DATASET ENTRIES:
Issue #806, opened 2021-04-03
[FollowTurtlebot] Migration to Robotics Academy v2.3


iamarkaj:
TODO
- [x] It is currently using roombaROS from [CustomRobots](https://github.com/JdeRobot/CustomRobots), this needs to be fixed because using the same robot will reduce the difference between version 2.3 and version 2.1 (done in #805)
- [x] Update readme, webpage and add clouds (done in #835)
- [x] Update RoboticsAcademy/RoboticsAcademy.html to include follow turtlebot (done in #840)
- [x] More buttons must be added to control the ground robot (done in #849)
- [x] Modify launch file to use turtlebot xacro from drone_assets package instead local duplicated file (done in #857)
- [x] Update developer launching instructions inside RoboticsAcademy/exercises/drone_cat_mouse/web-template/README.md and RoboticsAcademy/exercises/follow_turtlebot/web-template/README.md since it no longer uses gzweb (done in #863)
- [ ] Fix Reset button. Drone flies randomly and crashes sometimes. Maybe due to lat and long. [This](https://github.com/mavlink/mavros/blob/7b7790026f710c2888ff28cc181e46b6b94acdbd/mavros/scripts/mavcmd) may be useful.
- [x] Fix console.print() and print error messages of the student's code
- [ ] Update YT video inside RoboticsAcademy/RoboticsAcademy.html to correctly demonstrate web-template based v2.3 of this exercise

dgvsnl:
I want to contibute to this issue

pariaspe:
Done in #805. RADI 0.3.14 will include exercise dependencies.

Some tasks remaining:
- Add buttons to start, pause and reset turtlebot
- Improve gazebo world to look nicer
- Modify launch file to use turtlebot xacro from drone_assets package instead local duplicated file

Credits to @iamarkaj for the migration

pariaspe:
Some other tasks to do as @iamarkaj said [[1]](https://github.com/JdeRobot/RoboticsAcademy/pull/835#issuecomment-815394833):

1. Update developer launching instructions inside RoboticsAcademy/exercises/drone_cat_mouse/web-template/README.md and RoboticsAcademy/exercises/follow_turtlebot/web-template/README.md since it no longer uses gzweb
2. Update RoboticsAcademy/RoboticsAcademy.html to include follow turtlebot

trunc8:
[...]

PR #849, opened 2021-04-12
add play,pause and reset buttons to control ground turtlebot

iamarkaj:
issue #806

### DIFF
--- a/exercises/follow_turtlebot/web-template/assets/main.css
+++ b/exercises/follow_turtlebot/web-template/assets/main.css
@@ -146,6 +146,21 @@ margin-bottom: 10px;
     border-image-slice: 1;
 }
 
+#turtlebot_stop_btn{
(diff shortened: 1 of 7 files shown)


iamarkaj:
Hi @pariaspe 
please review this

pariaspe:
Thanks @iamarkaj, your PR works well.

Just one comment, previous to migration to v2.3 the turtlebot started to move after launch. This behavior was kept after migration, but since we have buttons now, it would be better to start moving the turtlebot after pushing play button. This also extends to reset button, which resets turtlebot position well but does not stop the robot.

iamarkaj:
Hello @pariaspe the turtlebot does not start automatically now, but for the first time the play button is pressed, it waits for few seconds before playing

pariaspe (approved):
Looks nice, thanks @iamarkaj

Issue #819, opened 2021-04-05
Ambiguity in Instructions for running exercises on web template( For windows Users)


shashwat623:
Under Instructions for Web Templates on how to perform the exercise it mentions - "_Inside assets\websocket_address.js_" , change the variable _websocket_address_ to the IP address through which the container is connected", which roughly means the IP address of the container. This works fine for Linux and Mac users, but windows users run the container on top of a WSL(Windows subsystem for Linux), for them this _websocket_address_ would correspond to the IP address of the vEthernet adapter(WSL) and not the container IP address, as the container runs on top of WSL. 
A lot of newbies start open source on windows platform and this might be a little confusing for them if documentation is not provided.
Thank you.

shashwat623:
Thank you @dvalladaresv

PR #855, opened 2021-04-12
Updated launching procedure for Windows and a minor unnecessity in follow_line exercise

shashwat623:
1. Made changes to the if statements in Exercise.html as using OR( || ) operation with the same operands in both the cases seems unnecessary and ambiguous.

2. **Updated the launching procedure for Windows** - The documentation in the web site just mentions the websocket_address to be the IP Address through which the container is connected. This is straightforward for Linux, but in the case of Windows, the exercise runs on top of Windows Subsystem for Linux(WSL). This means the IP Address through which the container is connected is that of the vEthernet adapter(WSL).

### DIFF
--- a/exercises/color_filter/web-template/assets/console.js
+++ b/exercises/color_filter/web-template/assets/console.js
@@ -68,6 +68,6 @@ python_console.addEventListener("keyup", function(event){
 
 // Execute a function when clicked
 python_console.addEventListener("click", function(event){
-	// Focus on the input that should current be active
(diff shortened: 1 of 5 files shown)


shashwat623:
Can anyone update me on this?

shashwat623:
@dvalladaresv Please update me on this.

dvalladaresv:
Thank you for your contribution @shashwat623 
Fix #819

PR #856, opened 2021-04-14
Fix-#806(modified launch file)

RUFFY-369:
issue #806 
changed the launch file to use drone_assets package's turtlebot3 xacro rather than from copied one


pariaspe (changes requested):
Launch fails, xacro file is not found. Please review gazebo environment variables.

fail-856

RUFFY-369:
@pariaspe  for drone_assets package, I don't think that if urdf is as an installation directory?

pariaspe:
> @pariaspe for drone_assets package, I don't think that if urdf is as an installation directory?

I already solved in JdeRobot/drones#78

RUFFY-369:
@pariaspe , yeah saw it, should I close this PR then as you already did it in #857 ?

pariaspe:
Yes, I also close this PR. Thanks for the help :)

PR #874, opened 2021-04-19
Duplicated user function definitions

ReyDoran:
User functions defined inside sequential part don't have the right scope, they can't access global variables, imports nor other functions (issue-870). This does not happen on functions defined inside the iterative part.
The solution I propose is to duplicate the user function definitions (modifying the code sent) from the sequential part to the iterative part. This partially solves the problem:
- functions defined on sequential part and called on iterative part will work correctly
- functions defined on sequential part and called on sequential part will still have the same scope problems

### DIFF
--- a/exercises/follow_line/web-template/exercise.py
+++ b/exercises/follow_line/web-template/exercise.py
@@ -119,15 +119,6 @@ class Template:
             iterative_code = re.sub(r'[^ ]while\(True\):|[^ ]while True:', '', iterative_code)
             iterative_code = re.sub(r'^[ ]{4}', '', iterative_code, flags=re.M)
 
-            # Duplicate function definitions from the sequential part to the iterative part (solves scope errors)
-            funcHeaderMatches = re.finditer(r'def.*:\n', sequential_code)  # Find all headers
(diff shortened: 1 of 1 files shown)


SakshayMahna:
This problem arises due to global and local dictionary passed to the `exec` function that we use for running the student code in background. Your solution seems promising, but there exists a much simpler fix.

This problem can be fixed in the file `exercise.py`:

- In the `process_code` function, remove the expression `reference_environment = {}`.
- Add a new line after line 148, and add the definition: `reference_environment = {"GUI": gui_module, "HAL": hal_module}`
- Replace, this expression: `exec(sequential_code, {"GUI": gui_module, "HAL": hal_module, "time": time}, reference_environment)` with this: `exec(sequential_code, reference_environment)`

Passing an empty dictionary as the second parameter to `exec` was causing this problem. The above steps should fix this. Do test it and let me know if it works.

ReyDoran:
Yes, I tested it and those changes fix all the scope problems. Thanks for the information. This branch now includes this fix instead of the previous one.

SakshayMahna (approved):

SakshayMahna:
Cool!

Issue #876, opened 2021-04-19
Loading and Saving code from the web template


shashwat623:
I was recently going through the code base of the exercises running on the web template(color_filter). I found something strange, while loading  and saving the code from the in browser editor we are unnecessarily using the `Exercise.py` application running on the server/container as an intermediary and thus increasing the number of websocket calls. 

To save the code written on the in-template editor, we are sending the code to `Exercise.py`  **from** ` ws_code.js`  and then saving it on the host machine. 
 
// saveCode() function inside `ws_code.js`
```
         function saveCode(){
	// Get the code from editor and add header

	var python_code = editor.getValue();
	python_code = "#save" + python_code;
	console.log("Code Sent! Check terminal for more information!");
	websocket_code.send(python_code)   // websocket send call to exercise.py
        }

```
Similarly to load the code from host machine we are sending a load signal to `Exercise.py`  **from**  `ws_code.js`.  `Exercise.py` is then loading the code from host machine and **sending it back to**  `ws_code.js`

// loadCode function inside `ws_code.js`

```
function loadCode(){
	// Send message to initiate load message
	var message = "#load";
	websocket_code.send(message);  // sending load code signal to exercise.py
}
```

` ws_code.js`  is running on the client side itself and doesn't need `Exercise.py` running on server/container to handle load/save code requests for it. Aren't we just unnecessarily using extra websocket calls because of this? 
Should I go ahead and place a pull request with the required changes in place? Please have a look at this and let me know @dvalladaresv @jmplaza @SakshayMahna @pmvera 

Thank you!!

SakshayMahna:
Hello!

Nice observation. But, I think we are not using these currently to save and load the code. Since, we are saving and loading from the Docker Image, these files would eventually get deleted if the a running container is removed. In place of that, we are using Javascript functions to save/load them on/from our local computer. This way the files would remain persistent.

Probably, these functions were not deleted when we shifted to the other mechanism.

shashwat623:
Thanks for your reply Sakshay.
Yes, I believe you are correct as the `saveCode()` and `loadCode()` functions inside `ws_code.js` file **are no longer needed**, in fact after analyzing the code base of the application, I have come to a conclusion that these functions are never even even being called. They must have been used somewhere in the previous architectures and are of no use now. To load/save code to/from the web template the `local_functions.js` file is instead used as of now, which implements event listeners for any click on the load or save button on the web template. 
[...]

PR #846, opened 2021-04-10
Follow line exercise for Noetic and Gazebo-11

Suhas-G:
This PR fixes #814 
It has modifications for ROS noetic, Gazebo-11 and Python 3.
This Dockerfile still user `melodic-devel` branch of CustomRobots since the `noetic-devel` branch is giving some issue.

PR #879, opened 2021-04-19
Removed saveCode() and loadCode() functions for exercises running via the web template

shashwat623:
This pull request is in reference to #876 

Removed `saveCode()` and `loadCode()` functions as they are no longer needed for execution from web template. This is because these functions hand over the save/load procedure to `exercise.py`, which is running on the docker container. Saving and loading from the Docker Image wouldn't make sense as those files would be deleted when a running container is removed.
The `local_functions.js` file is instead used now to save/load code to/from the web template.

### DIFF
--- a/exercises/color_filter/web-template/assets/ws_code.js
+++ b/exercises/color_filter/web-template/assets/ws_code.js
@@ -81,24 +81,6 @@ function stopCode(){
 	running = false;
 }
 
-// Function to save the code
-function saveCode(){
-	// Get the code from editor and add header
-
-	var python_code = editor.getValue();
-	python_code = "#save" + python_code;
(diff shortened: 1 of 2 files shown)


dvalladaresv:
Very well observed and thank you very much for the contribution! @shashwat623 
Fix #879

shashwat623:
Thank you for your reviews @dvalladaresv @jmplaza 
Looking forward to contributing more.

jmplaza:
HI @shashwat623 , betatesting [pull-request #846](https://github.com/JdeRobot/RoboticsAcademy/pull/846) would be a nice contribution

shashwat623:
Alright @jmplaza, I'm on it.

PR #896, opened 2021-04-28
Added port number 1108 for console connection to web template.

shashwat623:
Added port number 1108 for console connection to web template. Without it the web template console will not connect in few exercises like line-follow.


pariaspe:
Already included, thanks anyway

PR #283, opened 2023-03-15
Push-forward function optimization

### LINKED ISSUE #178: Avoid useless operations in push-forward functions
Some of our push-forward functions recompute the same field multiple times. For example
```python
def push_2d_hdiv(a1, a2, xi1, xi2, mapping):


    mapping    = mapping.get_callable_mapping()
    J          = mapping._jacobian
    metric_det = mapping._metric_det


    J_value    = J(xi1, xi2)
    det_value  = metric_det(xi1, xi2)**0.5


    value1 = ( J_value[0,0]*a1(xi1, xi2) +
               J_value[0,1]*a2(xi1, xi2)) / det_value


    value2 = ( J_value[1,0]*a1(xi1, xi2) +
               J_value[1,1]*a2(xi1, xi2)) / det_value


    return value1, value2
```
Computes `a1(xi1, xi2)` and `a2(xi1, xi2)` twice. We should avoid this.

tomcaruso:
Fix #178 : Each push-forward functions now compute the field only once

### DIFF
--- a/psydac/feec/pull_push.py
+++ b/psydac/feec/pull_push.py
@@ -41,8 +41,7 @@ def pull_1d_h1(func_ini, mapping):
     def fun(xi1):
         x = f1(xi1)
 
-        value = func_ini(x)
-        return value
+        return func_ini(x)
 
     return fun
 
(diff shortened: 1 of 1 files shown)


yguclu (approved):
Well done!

PROBLEM TO SOLVE: In the data above, find the line with "[FollowTurtlebot] Migration to" and the line with "- [x] More buttons". Retype both, plus every line between them, exactly.

RESULT:
[FollowTurtlebot] Migration to Robotics Academy v2.3


iamarkaj:
TODO
- [x] It is currently using roombaROS from [CustomRobots](https://github.com/JdeRobot/CustomRobots), this needs to be fixed because using the same robot will reduce the difference between version 2.3 and version 2.1 (done in #805)
- [x] Update readme, webpage and add clouds (done in #835)
- [x] Update RoboticsAcademy/RoboticsAcademy.html to include follow turtlebot (done in #840)
- [x] More buttons must be added to control the ground robot (done in #849)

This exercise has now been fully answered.